方林容拍著她的背沒說話,她知道她其實不好,因為大夫那句她可能落下殘疾,如霜有時候會捂在棉被裡邊偷偷哭。她都知曉,卻從來不拆穿:“咱們是一家人,家人有什麼話是不能說的。叔末是你的丈夫,是你肚子裡孩兒他爸,他自然要在彆人欺負你的之後替你撐腰。你彆擔心他。”
“娘,醫生是不是說我能出院了?”
“明兒一早才能出院呢,也不知道那時候叔末能不能回來,到時候讓他背你下樓。”方林容說了一句。
“背著多重啊,老師昨兒是不是拿來一個輪椅,到時候可以坐輪椅。”說起輪椅如霜來了興趣:“娘,你推著我咱們去下邊花園看看花吧。我在病房裡邊都要悶死了。”
“你這腿能行嗎?”方林容看她吊著的腿。
“早就固定好了,沒事兒。”這都過了幾天,腿也不太疼了:“娘,推我下去看看吧。”如霜眼巴巴地看著方林容,她哪兒還堅持得住:“我去叫護士來同我一塊兒扶你。”
“嗯。”如霜點點頭,乖乖坐在床上等著。方林容回來得很快,連同護士一起將如霜放在輪椅上,推著她走到電梯旁邊:“這電梯可真是好東西,那麼高的樓都不用走路呢。”
“就是人太多了。”等好久都沒有一趟,如霜眼睛都不眨地看著電梯上邊的數字,看樣子真是被憋得不行:“等回去也把輪椅帶著,你就能天天的在院子裡邊轉悠。”
“娘,我離開家之前養的小雞活了嗎?”
“活了,一斤多了。冬天裡邊長得慢。”
“那我到春天再養一些。”如霜第一次養東西還是田叔末從林子裡邊帶回的小野雞。
“是得多養一些,到時候你坐月子也得吃呢。”
“說道坐月子,我還給大嫂的孩子做了兩身披風,回去之前可得給她寄出去,大嫂現在肚子怕是大起來了,誰照顧她呀?”

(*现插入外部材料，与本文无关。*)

PR #381, opened 2026-03-20
feat(filter): implement AllOf combinator (OP4.1)

kakkoyun:
## Summary

Implements the `AllOf` filter combinator that matches when **all** child filters match. An empty `AllOf` returns true (vacuous truth). Short-circuits on the first non-matching child.

Part of [OP4: Join point composition & filtering](#346), stacked on top of the filter interface foundation.

### Changes
- `tool/internal/filter/combinator.go`: `AllOf []Filter` type + `Match` method
- `tool/internal/filter/build.go`: recursive construction from `FilterDef.AllOf`
- `tool/internal/filter/combinator_test.go`: vacuous truth, short-circuit, nesting tests
- `tool/internal/instrument/testdata/golden/all-of-filter-match/`: filter passes → instrumented
- `tool/internal/instrument/testdata/golden/all-of-filter-no-match/`: filter blocks → original source

### Test plan
- [ ] Golden no-match file is identical to original source (no instrumentation applied)


tool/internal/filter/build.go
```diff
@@ -27,9 +27,17 @@ func Build(def *rule.FilterDef) (Filter, error) {
 }
 
 func buildDef(def *rule.FilterDef) (Filter, error) {
-	// Combinators are not yet implemented; return a clear error.
+	// AllOf combinator: match when all children match.
 	if len(def.AllOf) > 0 {
```
txabman42: This could be tricky. If AllOf is defined, all other clauses like Func, Struct, OneOf, etc. are ignored. We should document this at least

txabman42 (commented):
LGTM! No major comments except for the missing doc 😄

tool/internal/instrument/instrument_test.go
```diff
@@ -147,6 +153,38 @@ func loadRulesYAML(t *testing.T, testName, sourceFile string) *rule.InstRuleSet
...
+		return true
+	}
+	f, err := filter.Build(&filterDef)
+	if err != nil || f == nil {
+		return true
+	}
+	tree, err := pkgast.ParseFileFast(sourceFile)
+	if err != nil {
+		return true
+	}
```
darccio: nit: would it be possible to avoid reparsing the file per rule?

tool/internal/instrument/testdata/golden/all-of-filter-match/rules.yml
```diff
@@ -0,0 +1,10 @@
+hook_all_of:
+  target: main
+  func: Func1
+  before: H1Before
+  after: H1After
+  path: testdata
+  where:
+    all-of:
+      - func: Func1
+      - struct: T
```
darccio: nit: would be good to have an empty `all-of` golden test?

darccio (commented):
Once set as open I'll approve. Right now the approval would be lost.

tool/internal/setup/filter.go
```diff
@@ -121,7 +139,13 @@ func Build(where *rule.WhereDef) (Filter, error) {
 //nolint:nilnil // unreachable default branch is guarded by util.ShouldNotReachHere
 func buildFile(def *rule.FilterDef) (Filter, error) {
 	if len(def.AllOf) > 0 {
-		return nil, ex.Newf("where.file all-of predicate composition is not yet supported")
+		// all-of owns the composition for this node; sibling predicates would be
+		// silently ignored, so reject the ambiguous combination explicitly.
+		if def.HasFunc != "" || def.HasRecv != "" || def.HasStruct != "" ||
+			def.HasDirective != "" || len(def.OneOf) > 0 || def.Not != nil {
```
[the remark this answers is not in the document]
kakkoyun: Fixed in `1cfd282`. `buildFile` now detects combinator presence via a non-nil slice (`def.AllOf != nil`) instead of `len > 0`, so an explicit `all-of: []` compiles to an empty `AllOf{}` that matches vacuously rather than erroring with "no active predicate". The sibling-predicate guard still runs for the empty case.

tool/internal/filter/build.go
kakkoyun: Documented in `1cfd282`: `buildFile` carries a comment stating that when `all-of` is present it owns composition for that node — sibling leaf predicates and other combinators are rejected at build time, not silently ignored (enforced by the guard, which also runs for `all-of: []`). Note this code is now in `tool/internal/setup/filter.go` after the package relocation.

tool/internal/instrument/instrument_test.go
```diff
@@ -163,6 +174,59 @@ func loadRulesYAML(t *testing.T, testName, sourceFile string) *rule.InstRuleSet
...
+	case def.HasFunc != "":
+		return ast.FindFuncDecl(tree, def.HasFunc, def.HasRecv) != nil
+	case def.HasStruct != "":
+		return ast.FindStructDecl(tree, def.HasStruct) != nil
+	default:
+		t.Fatalf("golden fixture uses a where.file predicate the harness cannot "+
+			"evaluate (%+v); extend fileFilterMatches to mirror setup.buildFile", def)
+		return false
+	}
+}
```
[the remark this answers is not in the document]
kakkoyun: Tightened in `1cfd282`: `fileFilterMatches` now uses `def.AllOf != nil` to mirror `setup.buildFile`'s presence semantics, and the `t.Fatalf` default still rejects any predicate the evaluator does not model so the golden harness cannot certify shapes production would reject.

tool/internal/instrument/instrument_test.go
```diff
@@ -147,6 +153,38 @@ func loadRulesYAML(t *testing.T, testName, sourceFile string) *rule.InstRuleSet
...
+		return true
+	}
+	var filterDef rule.FilterDef
+	if err = yaml.Unmarshal(whereBytes, &filterDef); err != nil {
+		return true
+	}
+	f, err := filter.Build(&filterDef)
+	if err != nil || f == nil {
+		return true
+	}
```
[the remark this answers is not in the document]
kakkoyun: Already safe (confirmed in `1cfd282`): `whereFileMatches` uses `require.NoError` on the YAML unmarshal, and the source parse now happens once via `require.NoError(t, parseErr)` at the parse-once site. No path returns `true` on a parse/unmarshal error.

tool/internal/instrument/instrument_test.go
kakkoyun: Fixed in `1cfd282`: the source AST is now parsed once via `ast.ParseFileFast` before the rule loop in `loadRulesYAML`, and the shared `*dst.File` is passed into the gating helper — N rules no longer trigger N reparses. Per-rule gating is unchanged.

tool/internal/instrument/testdata/golden/all-of-filter-match/rules.yml
kakkoyun: Added in `1cfd282`: golden fixture `tool/internal/instrument/testdata/golden/all-of-filter-empty/` demonstrates that an empty `all-of: []` is vacuously true and leaves the target instrumented, plus unit test `TestBuild_AllOf_Empty` and snapshot `ok_all_of_empty`.

tool/internal/filter/build.go
```diff
@@ -27,9 +27,17 @@ func Build(def *rule.FilterDef) (Filter, error) {
...
-		return nil, ex.Newf("all-of combinator is not yet supported")
+		children := make(AllOf, 0, len(def.AllOf))
+		for i := range def.AllOf {
+			child, err := buildDef(&def.AllOf[i])
```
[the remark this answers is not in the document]
kakkoyun: Addressed in `1cfd282` — see the reply on the current-code thread. The combinator now compiles `all-of: []` to a vacuously-true `AllOf{}`. (This file moved to `tool/internal/setup/filter.go` in the rebase onto the merged base.)

tool/internal/filter/build_test.go
```diff
@@ -119,15 +119,55 @@ func TestBuild_Error_MultipleActiveLeaves(t *testing.T) {
 	}
 }
 
+func TestBuild_AllOf(t *testing.T) {
+	t.Run("single func child", func(t *testing.T) {
+		def := &rule.FilterDef{AllOf: []rule.FilterDef{{Func: "Foo"}}}
+		f, err := filter.Build(def)
+		if err != nil {
+			t.Fatalf("Build(%+v) error = %v, want nil", def, err)
+		}
```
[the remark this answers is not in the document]
kakkoyun: Added empty-`AllOf` coverage in `1cfd282`: `TestBuild_AllOf_Empty` plus the `ok_all_of_empty` snapshot. (Unit tests are now in `tool/internal/setup/filter_test.go` after the package relocation.)

darccio (approved):
LGTM!

txabman42 (approved):
LGTM! ❤️ 

Same as before, PR looks great, I just miss some docs. We are going to add new combinators, and users would need to understand what they could do and how.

“老大給她請了個小保姆,等到過兩月她要生了,你也胎像穩當了,我就去守著給她坐月子。”方林容說著電梯來了,她準備推如霜進去,一開門就見到密密匝匝的人,擠人進去都難,更彆提加上輪椅了。
如霜隻能拍拍方林容的手:“娘,算了,咱們不去了。”
有什麼辦法呢,人人都著急呢,方林容隻能推著輪椅到了旁邊,眼睜睜看著電梯關上了門。
“娘,沒事兒的,等回去咱們那院子可不跟花園一個樣,到時候我想怎麼逛就怎麼逛。”如霜衝她笑笑。旁邊電梯門又開了,她一眼就看到出來的男人。
“叔末!”他回來了。
田叔末看見輪椅上的如霜,好些話哽在喉嚨,最後蹲下來摸摸她的頭:“還疼嗎?”
“不疼了!”如霜朝著他笑:“你瞧硬邦邦的,都沒感覺。”她戳了戳那石膏腿。